# USA Used Car Prices



## elelegido (Sep 24, 2014)

Here's a question - why are US used car prices so high? Example - kbb for a 2002 VW Jetta with 120k miles is around $3,000. In Europe, and the UK specifically, the same car would cost $1,000. A 2000 Infiniti G20 is worth around $2,500 in the States; its equivalent top of the line Nissan Primera would be worth around $800.

In Europe you can easily buy a decent 1990s car with plenty of life left in it for $500. You can't do that in the States. Any ideas why?


----------



## observer (Dec 11, 2014)

elelegido said:


> Here's a question - why are US used car prices so high? Example - kbb for a 2002 VW Jetta with 120k miles is around $3,000. In Europe, and the UK specifically, the same car would cost $1,000. A 2000 Infiniti G20 is worth around $2,500 in the States; its equivalent top of the line Nissan Primera would be worth around $800.
> 
> In Europe you can easily buy a decent 1990s car with plenty of life left in it for $500. You can't do that in the States. Any ideas why?
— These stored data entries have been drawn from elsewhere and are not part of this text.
PR #9815, opened 2025-06-13
Adding Select options to Prepare > Column:Text > Find/ Replace dialog

### LINKED ISSUE #4892: Small (I hope) change in Prepare > Column: Text > Replace All dialogue
Could we make the single receiver into a multiple receiver?
When it is a multiple receiver we hide or disable to saving option.
Then it saves back into the same columns.

I think saving multiple columns into the same worksheet is not too difficult.  If not it is needed elsewhere as well, so I hope it can be added?  (Perhaps it is similar - or the same as when we save both the residuals and fitted values after fitting a model?)

I address to Danny first, largely to check that this is a simple change.

anastasia-mbithe:
Fixes #4892 

@rdstern I have added the Select Options under the Replace button.
Everything works well when the Replace Options: First Occurence and Replace All are selected.

However for Cell, I will have to wait for @lilyclements to help with the right code.


anastasia-mbithe:
@rdstern and @Vitalis95 This is ready for testing.

lilyclements (commented):
@anastasia-mbithe this is great! Just two small changes in the R code and then it should be good to go! These are both changes made in the `Column: Text > Split` dialog when similar changes were implemented there last month.

1. Can `select` instead equal the value in the ucrSave (e.g., `"detect"`) instead of the data frame name? (so `select <- "detect"`, say).
2. Can we add to `col` at the end for 

```r
%>%
  dplyr::select(-any_of(names(survey)))
```

So our R code becomes, say:

```r
col <- survey %>%
  dplyr::mutate(dplyr::across(everything(.), .fns=~replace(., grepl("SABEY", .), values="KESEN"),
                              .names=paste0("{.col}_", select))) %>%
  tidyr::unpack(cols=ends_with(paste0("_", select)), names_sep=".") %>%
  dplyr::select(-any_of(names(survey)))
```

Looks great!

(I've just updated on the issue to have those code changes too if that helps)

anastasia-mbithe:
@lilyclements I'm not sure I understood the first change in the ucrSave, Set it to "select" please check if it's what you meant.

lilyclements:
@anastasia-mbithe to the extra `select <- "detect"` thing I just meant:

```r
new_name <- "NEWNAME" # our new column name (suffix)
col <- survey %>%
  dplyr::mutate(dplyr::across(everything(.), ~stringr::str_replace_all(string=.x, pattern = stringr::coll("B", FALSE), replacement="_hello_") %>%
                                as.data.frame(), 
                              .names = paste0("{.col}_", new_name))) %>%
                              tidyr::unpack(cols = ends_with(paste0("_", new_name)), names_sep = ".") %>%
dplyr::select(-any_of(names(survey)))
data_book$add_columns_to_data(data_name="survey", col_data=col, before=FALSE)
rm(list=c("col", "survey"))
```

Here I've called it `new_name <- << new column name suffix in the ucrSave >>`
Does that make sense? We just want that `new_name` to be in there

anastasia-mbithe:
@rdstern one thing I noticed with the new select function(in this dialog), In replace first and replace all it works when the columns are Factors, Replace cell with select will work when the columns are in Character format.

anastasia-mbithe:
Hi @lilyclements , some issues with the Select option in this dialog:
When multiple is checked:
1. Replace First occurrence and Replace All work when the columns selected are Factors only and bugs when using Characters
2. Replace Cell works when columns are characters, when they are factors It returns NA 
3. The auto update of the newname from the ucrSave as requested, is not functioning as required, tried it with Vitalis but we haven't figured out yet how to make it work appropriately.   
Just thinking if the dialog needs to be used next week, we can have it as it is, then the ucrSave issue can be checked into after the workshop

lilyclements:
@anastasia-mbithe I've replied below: 

> 1. Replace First occurrence and Replace All work when the columns selected are Factors only and bugs when using Characters

This is working for me. What issue are you getting?

> 2. Replace Cell works when columns are characters, when they are factors It returns NA

This is because you are replacing a whole cell value with something that isn't defined as a new factor level. The user would have to first define it as a new factor level. This is OK for now, we could make it clearer by adding something to the help or a tooltip?

> 3. The auto update of the newname from the ucrSave as requested, is not functioning as required, tried it with Vitalis but we haven't figured out yet how to make it work appropriately.

Two things:

1. Move the `%>% as.data.frame()` to be _after_ the `dplyr::select()`
2. You are setting `select <- selection1`, or select to be your selector name. You want it to be your ucrSave name:

```r
select <- "NEWNAME"
col <- ((survey %>% dplyr::mutate(dplyr::across(everything(.), ~stringr::str_replace_all(string=.x, pattern=stringr::coll("9", FALSE), replacement="L"),
                                                .names=paste0("{.col}_", select))))) %>%
          tidyr::unpack(cols=ends_with(paste0("_", select)), names_sep=".") %>%
  dplyr::select(-any_of(names(survey))) %>%
  as.data.frame()
```

anastasia-mbithe:
Hi @lilyclements , maybe we should have a call today about this issue.

anastasia-mbithe:
@lilyclements this was completed and its ready for testing.

lilyclements (commented):
Looks good. One very small comment just on syntax, but otherwise all good. @rdstern over to you

anastasia-mbithe:
Thank you for noticing that, just one line was different so edited it to this 

image

rdstern:
@anastasia-mbithe that's very nice.  I like that the Tricot data sets are an obvious example, so I tried with the breadwheat

image

This is great and really useful, both in what it does and the message it sends, namely that dialogs can be reasonably efficient.

However, sorry after my long breat, but four questions for you:

a) The saving label doesn't change.  I assumed the method and changes would build on the Prepare > Numeric > Transform dialog, here:

image

Note the Position button is absent.

b) Is there a way of saving back into the same variables?  That's what I would usually want to do?  Could there be a checkbox for that?  (It is easy with a single variable.)  

c)  I should have checked earlier, but wonder why it is only for Replace?  Why not the other options?  Saving back into the same variable may not apply, (see b), but I assumed this would be for the dialog, rather than just one tab.  (And I am hoping the code will also be easily transferrable, e.g to the Taxt > Transform dialog.  

(Could the generalision to more options and more dialogs, become a simple task, for one of the others in Kakamega, and you check?)

anastasia-mbithe:
@rdstern for the Position button being absent in Numeric::Transform dialog is it by design or we should have it there? 
If so, that can be done in a separate issue.

lilyclements (changes requested):
1. If "overwrite" is selected, can the ucrSave be disabled?
2. Did we want overwrite as an option even if "single" is selected? (Or is this what you meant by doing bits in a new PR)
3. How come it always runs this line:

```r
data_book$add_column_selection(data_name="survey", name="selection", column_selection=list(C0=list(operation="tidyselect::where", parameters=list(fn = is.factor))), and_or="|")
```

This line was meant to be an example of setting a column selection, but I didn't mean for it to be in this dialog -- just as part of sample code for testing. Apologies for the confusion

anastasia-mbithe:
@lilyclements to respond on the above
1. I can make that happen
2. Yes, Roger had mentioned having it for the whole dialog, such that there is always that option. Also having the multiple in the other tabs not just replace. These can be done separately from this PR.
3. I can remove that since its a before code
4. Lemme look into that

anastasia-mbithe:
@lilyclements This should be good now.

For the last comment the bug appears in Survey because of the Factor to Character conversion. When I use Breadwheat, it works since the variables are characters already so no effect to the select.

lilyclements:
@anastasia-mbithe perfect, great! Let me review again now, but your codes are looking great. Thanks for sharing!

lilyclements (dismissed):
@anastasia-mbithe this is excellent. Well done!
@Vitalis95 or @Patowhiz can you have a look at the VB code and approve if you're happy
@rdstern over to you too if you wanted another review

lilyclements (approved):

lilyclements:
@anastasia-mbithe can you write up the new changes that need to be made into an issue? (or are they already reported?)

Europeans have more money so they buy new vehicles more often?


----------



## pengduck (Sep 26, 2014)

elelegido said:


> Here's a question - why are US used car prices so high? Example - kbb for a 2002 VW Jetta with 120k miles is around $3,000. In Europe, and the UK specifically, the same car would cost $1,000. A 2000 Infiniti G20 is worth around $2,500 in the States; its equivalent top of the line Nissan Primera would be worth around $800.
> 
> In Europe you can easily buy a decent 1990s car with plenty of life left in it for $500. You can't do that in the States. Any ideas why?
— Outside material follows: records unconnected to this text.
PR #9818, opened 2025-06-16
Amending ucrAdditionalLayer to have up/down controls

### LINKED ISSUE #9713: Amending ucrAdditionalLayer to have up/down controls
It would be great if our ucrAdditionalLayer had a way that you could move the items up and down. This would be like we see in our `ucrReorder`. 

E.g., here, it would be nice to be able to move our layers up and down:

Image

This would help with issues such as seen in #4352 as you could add the Density on the main dialog so you can speicify you want the "counts" option, then add the Histogram layer on the sub, and then switch the layers.

bayakarisa:
fixes #9713

@rdstern @Ag-Derek @lilyclements I did what was discussed
@berylwaswa kindly check

### Amending ucrAdditionalLayer to have up/down controls
**now it's possible to move our layers up and down**

reodeerlayers

i used the survey data


Ag-Derek:
@berylwaswa can you review this 
Thanks

lilyclements (commented):
@bayakarisa this is great and a really impressive start! There are a couple of bits:

1. There should be a difference between the two up options. One should take it to the very top (^^) and the other should just move it up one place (^). Similarly for the down option.

2. The order doesn't actually change in the R code of the layers. E.g., let's have a look at the boxplot dialog for the survey data. I ask for a boxplot with just "yield" as the x variable

image

Then I ask for the jitter option to come in too. 

image

By default, we get the boxplot then the jitter plot:

```r
# Dialog: Boxplot
last_graph <- ggplot2::ggplot(data=survey, mapping=ggplot2::aes(y=yield, x="")) +
ggplot2::geom_boxplot(outlier.colour="red") +
ggplot2::geom_jitter() +
theme_grey() + ggplot2::theme(legend.position="none")
```

If I rearrange the arrows, I would expect to get the jitter then the boxplot. So I would want this to now be my R code:

```r
# Dialog: Boxplot
last_graph <- ggplot2::ggplot(data=survey, mapping=ggplot2::aes(y=yield, x="")) +
ggplot2::geom_jitter() +
ggplot2::geom_boxplot(outlier.colour="red") +
theme_grey() + ggplot2::theme(legend.position="none")
```

I'm not sure how advanced that bit is to implement - it might require a chat with @Ag-Derek to help outline it, but hopefully it should be reasonably straight forward. 
I can understand if we have to have boxplot as the first layer, but then would it at least be possible for any layers added in the sub-dialog to be moveable? E.g., if we add in geom_point, then to be able to change the order of geom_point and geom_jitter?

Here's an image of me adding geom_point, and I set size = 10 so we can tell easily if it switches order with the jitter

image
image

Ag-Derek:
@bayakarisa please do you have any updates so far on what lily asked you do to

bayakarisa:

You can thank the current administration for that. The cash for clunkers program took out so many cars from the used car market. Supply and demand 101.


----------



## ReviTULize (Sep 29, 2014)

pengduck said:


> You can thank the current administration for that. The cash for clunkers program took out so many cars from the used car market. Supply and demand 101.


Used car surge!!


----------



## zandor (Mar 6, 2015)

pengduck said:


> You can thank the current administration for that. The cash for clunkers program took out so many cars from the used car market. Supply and demand 101.
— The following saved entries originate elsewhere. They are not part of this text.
PR #9819, opened 2025-06-16
Added Linked Station Data in Define Climatic Data Dialog

### LINKED ISSUE #9736: Fix the Define Climatic Data for situations where there is linked station data
@lilyclements and @MeSophie this is an exciting extension to the define climatic data that was done by Sophie, buit never really tested - and it doesn't work yet - bi=ut I think it is close.  And it is perfect for our Tricot climatic work.

Image

Here is the data:

[tricot test of date filter2.zip](https://github.com/user-attachments/files/20383306/tricot.test.of.date.filter2.zip)

Sophie I don't see how this can work, because we need 2 station ids to be able to link them.
Could you have a button and call it `Linked Station Data` - which is probably clearer than metadata?  

Then it opens a simple sub-dialog with the data selector and those receivers.  Then the Station on the main dialog is always from the climatic data dateframe, while the sub-dialog gives the station name in the station-level dataframe.

You might include a Check Duplicates control on the sub-dialog too.  There it is just the station that must be unique.

MeSophie:
Fixes #9736
@rdstern @lilyclements @Ag-Derek I added Linked Station Data in Define Climatic Data Dialog. Please Have a look.

### DIFF
--- a/instat/DlgDefineClimaticData.vb
+++ b/instat/DlgDefineClimaticData.vb
@@ -25,7 +25,7 @@ Public Class DlgDefineClimaticData
     Private lstReceivers As New List(Of ucrReceiverSingle)
     Private lstNewReceivers As New List(Of ucrReceiverSingle)
     Private lstRecognisedTypes As New List(Of KeyValuePair(Of String, List(Of String)))
-    Private clslLinkedAnyDuplicatesFunction, clsLinkedConcFunction, clsDefaultFunction, clsLinkedDefautFunction, clsLinkedGetColFunction As New RFunction
+    Private clslLinkedAnyDuplicatesFunction, clsDefaultFunction, clsLinkedDefautFunction, clsLinkedGetColFunction As New RFunction
     Private clsAnyDuplicatesFunction, clsConcFunction, clsGetColFunction, clsDummyFunction As New RFunction
     Private strCurrentDataframeName As String
     Private bIsUnique As Boolean = True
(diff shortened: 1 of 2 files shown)


rdstern:
@MeSophie from first impressions this looks great.  Well done.
One small thing is that the checking of duplicates in the sub-dialog control has the 2 terms overlapping.  Could you make them smaller.
It also takes a long time to open this sub-dialog?  Is there a reason for that?  

The main improvement is that it should also make the nstation in the linked file into a key variable.  And then link that to the station id in the other data frame.  I assume that may become a new data_book function? Can you do that, or will it have to wait for @lilyclements next week?

rdstern (approved):
@MeSophie I am using these on day 3 next week.  So I am approving now, because it would be good to get the dialog merged.  
@lilyclements there is a function I think needs editing and perhaps with a new name, but that will be invisible to users.  Can you see if you can approve as it is, and merge for now?

lilyclements:
@MeSophie works great! The bit of code you want to add is:

```r
data_book$add_link(from_data_frame="data_RDS_stacked", to_data_frame="covar", link_pairs=c(id="id"), type="keyed_link", link_name="link")
```

* `from_data_frame` - this gives the name of our data frame on the main dialog
* `to_data_frame` - this gives the name of our data frame on the subdialog
* `link_pairs=c(id="id")` - here `id` is the name of our station variable in the main dialog, and `"id"` is the name of our station variable in the sdg
* `type="keyed_link"` will always be the case
* `link_name="link"` is the name of the new link. I'm not sure if this overwrites if there's currently a link between them and it's called "link". 

I generated this from using dlgAddLink, so if you're uncertain on how to do something in here (e.g., the `id = "id"` bit), then have a look at that.

MeSophie:
> @MeSophie are you in a position to work on adding the link now? If not, I will merge this as per @rdstern's request and we can add this as a new issue for a separate PR.

Yes @lilyclements  I can do it.

lilyclements (approved):
@MeSophie great stuff!

PR #9822, opened 2025-06-19
Added Click Reset Warning

### LINKED ISSUE #3709: Clicking Reset giving a warning
This was discussed for 0.4.1, would you mind adding a milestone for that and removing this comment @dannyparsons 

When clicking reset, it should give a warning to let the user know it will clear everything. This is particularly important for dialogs, such as General Graphics where you may build lots of layers and then not realise you will lose it all by clicking reset. There are other dialogs like this which would be good to have this feature. For consistency, we will have it in all dialogs. However, because it may be irritating to the user, it should have a checkbox saying "Don't show me this again" and if checked, the warning does not come up again that session.

Ag-Derek:
Fixes #3709
First implemented a warning message when the user clicks reset, this class message in only implemented in dlgTraits for now. 
This is not ready for review


Ag-Derek:
@lilyclements i think you can have a look at the warning message now (Only implemented on dlgTraits) and let me get the feedback

Ag-Derek:
Sorry i forgot to add it in the description,  there is check in the Edit menu called disable warning message it acts as a global level for disabling the warning message. it also doubles as disabling warning message for when a user delete a column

That's a big part of it. The other part is there's also a shortage of not too old used cars from the years following the 2008 financial crisis. This chart pretty much explains it: http://www.macrotrends.net/chart/1372/auto-and-light-truck-sales-historical-chart


----------



## lu181 (Nov 3, 2014)

Cash for clunker cars went to the junkyard. Yes Obama haters it helped almost 700k old cars were removed from used car market but 700k new cars entered the market and by now they are back in the used market. There were still millions of used cars to choose from. It was a 3 billion dollar program to put into perspective the Govt has spent 1.5 Trillion dollars on the F-35 fighter jet that does not work.


----------



## Luberon (Nov 24, 2014)

My guess is maybe because in the US compact sedans (Corolla, civic, jetta, golf, focus etc) represent a smaller proportion of new car sales compared to Europe.


----------



## Long time Nyc cab driver (Dec 12, 2014)

lu181 said:


> Cash for clunker cars went to the junkyard. Yes Obama haters it helped almost 700k old cars were removed from used car market but 700k new cars entered the market and by now they are back in the used market. There were still millions of used cars to choose from. It was a 3 billion dollar program to put into perspective the Govt has spent 1.5 Trillion dollars on the F-35 fighter jet that does not work.


Cash for clunkers removed some great low mileage cars, plenty were nowhere near being clunkers.


----------



## Tx rides (Sep 15, 2014)

elelegido said:


> Here's a question - why are US used car prices so high? Example - kbb for a 2002 VW Jetta with 120k miles is around $3,000. In Europe, and the UK specifically, the same car would cost $1,000. A 2000 Infiniti G20 is worth around $2,500 in the States; its equivalent top of the line Nissan Primera would be worth around $800.
> 
> In Europe you can easily buy a decent 1990s car with plenty of life left in it for $500. You can't do that in the States. Any ideas why?


You have to compare more than the car price though. The living expenses are different there. You must consider utilities, food, housing, public transport, and other items which may be significantly higher.


----------



## lu181 (Nov 3, 2014)

The reality is because Americans will pay more we have a culture where its all about spending we pay more for everything food, clothing, rent, cars ,homes ect..... I was in the clothing industry for many years the same clothing with just slight differences was labeled for different department store at completely different prices so store sells shirt for 25.00 next store gets same shirt with a diff stitch color and has it for 50.00. Many times it would be same shirt or jeans just different name on the patch for double or triple the price. Unless you are buying a custom made item most of the time you just throwing money away on name brands.


----------



## Tx rides (Sep 15, 2014)

elelegido said:


> Here's a question - why are US used car prices so high? Example - kbb for a 2002 VW Jetta with 120k miles is around $3,000. In Europe, and the UK specifically, the same car would cost $1,000. A 2000 Infiniti G20 is worth around $2,500 in the States; its equivalent top of the line Nissan Primera would be worth around $800.
> 
> In Europe you can easily buy a decent 1990s car with plenty of life left in it for $500. You can't do that in the States. Any ideas why?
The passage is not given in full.